On this page...

The first correct explanation of the boomerang's flight was given by an anonymous author in a Dublin University Magazine in 1838. This explanation was subsequently forgotten for more than a century.

For a long time scientists were baffled by the boomerang's flight. Popular literature was peppered with unproven theories. One theory held that the slight twist of its arms was vital to its performance. This idea gained wide acceptance, since it reduced the explanation to an analogy with the workings of the then well-understood propeller. However, the boomerang does not work like a propeller at all.

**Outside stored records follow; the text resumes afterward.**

PR #1921, opened 2022-12-01
Adding the JAC domain to both the mail to and auth allow lists

mattempty:
The JAC are being given the ability to log into the editor using their own domain. The judicialappointments.gov.uk uses the DOM1 Azure AD (same as justice). Adding this will allow access to the editor.

https://trello.com/c/JazRQJZK


brenetic (approved):
🚀

PR #1922, opened 2022-12-01
Use correct email default values when reference number is enabled/disabled

njseeto:
### Introduce `ContentSubstitutor` class to substitute placeholder text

It was not until the 1970's that a complete mathematical model was worked out. Since then neither scholars nor the general public need be misinformed. Yet explaining the intricacies of the boomerang's behaviour in everyday language has proved difficult. This task was best achieved by the Dutch scientist Felix Hess, in his 1975 book Boomerang, Aerodynamics and Motion.

Boomerang. Camooweal, Mount Isa, Queensland Image: Rebecca Fisher
© Australian Museum

The vital boomerang attributes: convex top surface, distinctive curve, thin body and wide surface area are essential to the boomerang's aerodynamic properties. With these features in place the boomerang stands out as a rare example of a non-ballistic missile.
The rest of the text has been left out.